Global M&A have hit new highs every passing year. Even post COVID 19 when everyone and everything took a back seat, M&A have picked up the pace and are expected only to grow.
M&A a trend shaping sector
Global mergers and acquisitions (M&A) hit new highs in 2021—breaking prior records by a great margin. Economic optimism remains high, there are strong deals pipeline, capital is available in abundance, and companies across all industries are in dire need of technology and/or technology upgradation. It is true that the headwinds are growing and gaining momentum by the day. Factors like low operating costs, lower regulation and taxes, and ever lower interest rates have, over the past decade, helped companies achieve year-on-year earnings growth, pushed stock markets to record highs, and generally spurred M&A activity. But now, all of these factors are facing severe pressure for the first time in a decade, due to the pandemic. As a result, higher interest rates, rising inflation, increased taxes and greater regulation could place structural or financial hurdles or delays for deals in 2022 and the year to come. There is already greater volatility in the financial markets, further disruptions in the global supply chains and increased levels of fiscal debt, as a consequence of the pandemic.

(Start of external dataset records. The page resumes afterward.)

PR #8691, opened 2019-05-27
[BEAM-7428] Output the timestamp on elements in ReadAllViaFileBasedSource

iemejia:
I also refactored the way the Read is done by adding an additional `DoFn` to remove the repeated code in `runners/core/core-construction-java`
R: @chamikaramj

### DIFF
--- a/sdks/java/core/src/main/java/org/apache/beam/sdk/io/ReadAllViaFileBasedSource.java
+++ b/sdks/java/core/src/main/java/org/apache/beam/sdk/io/ReadAllViaFileBasedSource.java
@@ -18,8 +18,14 @@
 package org.apache.beam.sdk.io;
 
 import java.io.IOException;
+import java.io.InputStream;
+import java.io.OutputStream;
+import java.io.Serializable;
 import org.apache.beam.sdk.annotations.Experimental;
 import org.apache.beam.sdk.coders.Coder;
+import org.apache.beam.sdk.coders.CoderException;
+import org.apache.beam.sdk.coders.CustomCoder;
+import org.apache.beam.sdk.coders.SerializableCoder;
 import org.apache.beam.sdk.io.FileIO.ReadableFile;
 import org.apache.beam.sdk.io.fs.MatchResult.Metadata;
 import org.apache.beam.sdk.io.fs.ResourceId;
@@ -61,7 +67,9 @@ public class ReadAllViaFileBasedSource<T>
     return input
         .apply("Split into ranges", ParDo.of(new SplitIntoRangesFn(desiredBundleSizeBytes)))
         .apply("Reshuffle", Reshuffle.viaRandomKey())
-        .apply("Read ranges", ParDo.of(new ReadFileRangesFn<>(createSource)))
+        .apply("Create sources", ParDo.of(new CreateBoundedSourceFn<>(createSource)))
+        .setCoder(new BoundedSourceCoder<>())
+        .apply("Read ranges", ParDo.of(new ReadFromBoundedSourceFn<>()))
         .setCoder(coder);
   }
 
@@ -86,10 +94,11 @@ public class ReadAllViaFileBasedSource<T>
     }
   }
 
-  private static class ReadFileRangesFn<T> extends DoFn<KV<ReadableFile, OffsetRange>, T> {
+  private static class CreateBoundedSourceFn<T>
+      extends DoFn<KV<ReadableFile, OffsetRange>, BoundedSource<T>> {
     private final SerializableFunction<String, ? extends FileBasedSource<T>> createSource;
 
-    private ReadFileRangesFn(
+    private CreateBoundedSourceFn(
         SerializableFunction<String, ? extends FileBasedSource<T>> createSource) {
       this.createSource = createSource;
     }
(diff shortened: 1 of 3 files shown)


sdks/java/core/src/main/java/org/apache/beam/sdk/io/ReadAllViaFileBasedSource.java
```diff
@@ -98,15 +108,53 @@ private ReadFileRangesFn(
...
+   * SerializableCoder#structuralValue(Serializable)} assumes that coded elements support object
+   * equality (https://issues.apache.org/jira/browse/BEAM-3807). By default, Coders compare equality
+   * by serialized bytes, which we want in this case. It is usually safe to depend on coded
+   * representation here because we only compare objects on bundle commit, which compares
+   * serializations of the same object instance.
+   *
+   * <p>BoundedSources are generally not used as PCollection elements, so we do not expose this
+   * coder for wider use.
+   */
+  public static class BoundedSourceCoder<T> extends CustomCoder<BoundedSource<T>> {
```
iemejia: Wondering if I should put thisas an inner class of BoundedSource or other place or if is ok here..
Also if we should auto register this Coder in `BoundedSource`.

iemejia:
It seems that now that it is taking the timestamp into account some tests (in particular watch/continous reading tests break with something like this:

```
org.apache.beam.sdk.Pipeline$PipelineExecutionException: java.lang.IllegalArgumentException: Cannot output with timestamp -290308-12-21T19:59:05.225Z. Output timestamps must be no earlier than the timestamp of the current input (2019-05-28T08:22:29.859Z) minus the allowed skew (0 milliseconds). See the DoFn#getAllowedTimestampSkew() Javadoc for details on changing the allowed skew.
	at org.apache.beam.runners.direct.DirectRunner$DirectPipelineResult.waitUntilFinish(DirectRunner.java:348)
	at org.apache.beam.runners.direct.DirectRunner$DirectPipelineResult.waitUntilFinish(DirectRunner.java:318)
```

@chamikaramj Do you think the assertion is wrong? or any suggestion on the best road to take to fix this issue.

sdks/java/core/src/main/java/org/apache/beam/sdk/io/ReadAllViaFileBasedSource.java
chamikaramj: Probably this should be it's own file if public ?

I don't think there's a reason to register since I don't think using BoundedSources as elements of a PCollection should be a recommended pattern for Beam (even though we do it here as a stop gap till we get SDF).

sdks/java/core/src/main/java/org/apache/beam/sdk/io/ReadAllViaFileBasedSource.java
```diff
@@ -98,15 +107,53 @@ private ReadFileRangesFn(
...
+
+    @Override
+    public BoundedSource<T> decode(InputStream inStream) throws CoderException, IOException {
+      return coder.decode(inStream);
+    }
+  }
+
+  /** Reads elements contained within an input {@link BoundedSource}. */
+  // TODO: Extend to be a Splittable DoFn.
+  public static class ReadFromBoundedSourceFn<T> extends DoFn<BoundedSource<T>, T> {
```
chamikaramj: Ditto.

chamikaramj:
Looking at the error seems like a default (negative) timestamp value was set somehow ? I'm not sure.

Failures are bit concerning though. Does this change break backwards compatibility somehow ?

chamikaramj:
cc: @kennknowles

sdks/java/core/src/main/java/org/apache/beam/sdk/io/ReadAllViaFileBasedSource.java
iemejia: Yes that's exactly what I thought. I mean I over refactored in this PR I can just let things as they were, where this is done just at the `runners/core-construction-java` level so no need to do that.

sdks/java/core/src/main/java/org/apache/beam/sdk/io/ReadAllViaFileBasedSource.java
iemejia: Wondering the same if I should better let this as it was, because the reuse we do here is pretty low, however is where I noticed the difference between `JavaReadViaImpulse` and `ReadAllViajFileBasedSource`.

iemejia:
I agree that the failures are weird, but maybe they are happening because we were hiding the case by not adding the timestamp when outputting. In any case it seems we should be consistent in both classes where we do the similar action: `JavaReadViaImpulse` and `ReadAllViaFileBasedSource`. Do we take into account the timestamp or do we ignore it but probably is not good to mix both behaviors (that's why I did all the other refactorings, but they are not mandatory for the core aspect of this iissue).

kennknowles:
The stacktrace you posted was not the root cause. It is helpful to know the stacktrace of the IllegalArgumentException. The assertion is likely preventing output of data that would just be droppable anyhow. The error message does not seem quite right, but I bet there is danger here.

iemejia:
To be sure that this is not a side effect of the refactors I am going to close this and do the minimum viable PR to fix the issue in PR #8741
Let s move the discussion there.
I will bring the other 'minor' clean ups in a different PR afterwards.

PR #8692, opened 2019-05-27
 Refactor default bundle size into a constant in TextIO

iemejia:
Make more readable the default bundle how for JavaReadViaImpulse too.
These changes are mostly for consistency around the codebase.

R: @aromanenko-dev


iemejia:
Merged as green. Thanks!

PR #8715, opened 2019-05-29
[BEAM-7442][BEAM-5650] Read sequentially from bounded sources in UnboundedSourceWrapper

mxm:
Bounded sources are converted to unbounded sources using the
BoundedToUnboundedSourceAdapter. This applies the streaming semantics for
unbounded sources, which is to read round-robin from all sources after
splitting. This doesn't work particularly well with a large number of files and
leads to a large number of open file handles / connections.

Instead, we can simple read the bounded sources sequentially.

--- | --- | --- | --- | ---

### DIFF
--- a/runners/flink/src/main/java/org/apache/beam/runners/flink/translation/wrappers/streaming/io/UnboundedSourceWrapper.java
+++ b/runners/flink/src/main/java/org/apache/beam/runners/flink/translation/wrappers/streaming/io/UnboundedSourceWrapper.java
@@ -22,6 +22,7 @@ import java.util.Iterator;
 import java.util.LinkedHashMap;
 import java.util.List;
 import org.apache.beam.runners.core.construction.SerializablePipelineOptions;
+import org.apache.beam.runners.core.construction.UnboundedReadFromBoundedSource;
 import org.apache.beam.runners.flink.FlinkPipelineOptions;
 import org.apache.beam.runners.flink.metrics.FlinkMetricContainer;
 import org.apache.beam.runners.flink.metrics.ReaderInvocationUtil;
@@ -69,6 +70,13 @@ public class UnboundedSourceWrapper<OutputT, CheckpointMarkT extends UnboundedSo
   private final String stepName;
   /** Keep the options so that we can initialize the localReaders. */
   private final SerializablePipelineOptions serializedOptions;
+
+  /**
+   * We are processing bounded data and should read from the sources sequentially instead of reading
+   * round-robin from all the sources. In case of file sources this avoids having too many open
+   * files/connections at once.
+   */
+  private final boolean isConvertedBoundedSource;
 
   /** For snapshot and restore. */
   private final KvCoder<? extends UnboundedSource<OutputT, CheckpointMarkT>, CheckpointMarkT>
@@ -134,6 +142,8 @@ public class UnboundedSourceWrapper<OutputT, CheckpointMarkT extends UnboundedSo
       throws Exception {
     this.stepName = stepName;
     this.serializedOptions = new SerializablePipelineOptions(pipelineOptions);
+    this.isConvertedBoundedSource =
+        source instanceof UnboundedReadFromBoundedSource.BoundedToUnboundedSourceAdapter;
 
     if (source.requiresDeduping()) {
       LOG.warn("Source {} requires deduping but Flink runner doesn't support this yet.", source);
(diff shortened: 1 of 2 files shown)


mxm:
@JozoVilcek Could you have a look?

runners/flink/src/test/java/org/apache/beam/runners/flink/translation/wrappers/streaming/io/UnboundedSourceWrapperTest.java
```diff
@@ -707,4 +780,77 @@ public StreamStatus getStreamStatus() {
       return currentStreamStatus;
     }
   }
+
+  private static class BoundedIntegerSource extends OffsetBasedSource<Integer> {
```
JozoVilcek: Hm,`CountingSource.upTo()` is deprecated. Otherwise it might be possible to reuse it here. Just a note

runners/flink/src/test/java/org/apache/beam/runners/flink/translation/wrappers/streaming/io/UnboundedSourceWrapperTest.java
```diff
@@ -690,6 +701,68 @@ private static void testSourceDoesNotShutdown(boolean shouldHaveReaders) throws
...
+            public Object getCheckpointLock() {
+              return new Object();
+            }
+
+            @Override
+            public void close() {}
+          });
+
+      // the source is effectively split into two parts
+      assertThat(integers.size(), is(500));
```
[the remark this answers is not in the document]
mxm: If you look further up, it sets the number of parallel sub tasks to 2 and the initial splitting is performed with a parallelism of 4. So that makes 2 instances for this partition which is run in the test.

Good point on the output ordering. I've improved the output check. Please have a look.

runners/flink/src/main/java/org/apache/beam/runners/flink/translation/wrappers/streaming/io/UnboundedSourceWrapper.java
```diff
@@ -217,34 +227,33 @@ public void run(SourceContext<WindowedValue<ValueWithRecordId<OutputT>>> ctx) th
...
-      }
-
+    } else if (isConvertedBoundedSource) {
       setNextWatermarkTimer(this.runtimeContext);
 
-      while (isRunning) {
-        boolean dataAvailable;
-        synchronized (ctx.getCheckpointLock()) {
-          dataAvailable = readerInvoker.invokeAdvance(reader);
+      // We read sequentially from all bounded sources
```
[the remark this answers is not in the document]
mxm: It doesn't make a difference because the watermark is always the minimum across all readers. In case of the `UnboundedReadFromBoundedSource` adapter, all input is read from all sources and only then the watermark is progressed.

See: https://github.com/apache/beam/commit/11d9ec5ebff4820b36db4b6ea4df7a0f79115ddd#diff-6bd5346c8d8943cdb40aa5cf5b1731bdR354

runners/flink/src/test/java/org/apache/beam/runners/flink/translation/wrappers/streaming/io/UnboundedSourceWrapperTest.java
mxm: There is also `CountingSource.createUnboundedFrom` which is package-private, but it looks like all the public methods are deprecated.

runners/flink/src/test/java/org/apache/beam/runners/flink/translation/wrappers/streaming/io/UnboundedSourceWrapperTest.java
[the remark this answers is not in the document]
JozoVilcek: Aha, I missed `Mockito.when(runtimeContextMock.getIndexOfThisSubtask()).thenReturn(0)` .. I thought it is going to process both partitions. Thanks

runners/flink/src/test/java/org/apache/beam/runners/flink/translation/wrappers/streaming/io/UnboundedSourceWrapperTest.java
JozoVilcek: I think it is deprecated for the sake of `GenerateSequence` which works on `PTransform` level. It uses `CountingSource` internally. Maybe it would make sense to be able to use also `source` level from this. But maybe there are not so many sources like this in tests

mxm: Looking at all the other test which use `CountingSource.upTo()` I think it is probably ok to depend on this method, instead of essentially duplicating code. I've removed the source.

mxm:
Thanks for the review!

mxm:
Unrelated failure in Java PreCommit: ```org.apache.beam.runners.dataflow.worker.fn.control.TimerReceiverTest.testSingleTimerScheduling```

Valuations are expected to remain high due to intense competition between corporates, private equity (PE) and special purpose acquisition companies (SPACs). PE deals have been on a particularly impressive run, and are on course to grow their share of M&A. On the corporate side, the strategic shift to digital, innovative and new disruptive business models continue to drive M&A decision-making.
The key themes driving global M&A
Virtual M&A
Just two years back a mention of doing “virtual” due diligence to an M&A executive would have earned you a smirk. Yet today at the end of 2021 we are all doing the same. Today’s environment requires a creative approach when it comes to meeting the management team or walking a facility. We have seen the cost efficiencies and speed of virtual M&A—and for those reasons, among others, I don’t think things will go back to the way they were. We will likely have more of a hybrid approach in the future, with a mix of in-person and virtual.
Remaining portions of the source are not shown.